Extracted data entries
'''

PR #477, opened 2016-11-02
aruha-355: changed api according to guidlines and task validation

adyach:
I would like to send this api to guild but first it will be nice to have an agreement within the team. So you are welcome to comment.

### DIFF
--- a/api/nakadi-event-bus-api.yaml
+++ b/api/nakadi-event-bus-api.yaml
@@ -390,6 +390,8 @@ paths:
               description: |
                 Number of seconds the client ought to wait before making a follow-up request.
               type: number
+          schema:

'''

Look through the records and copy down every line that holds "event".

## Task solution
--- a/api/nakadi-event-bus-api.yaml
+++ b/api/nakadi-event-bus-api.yaml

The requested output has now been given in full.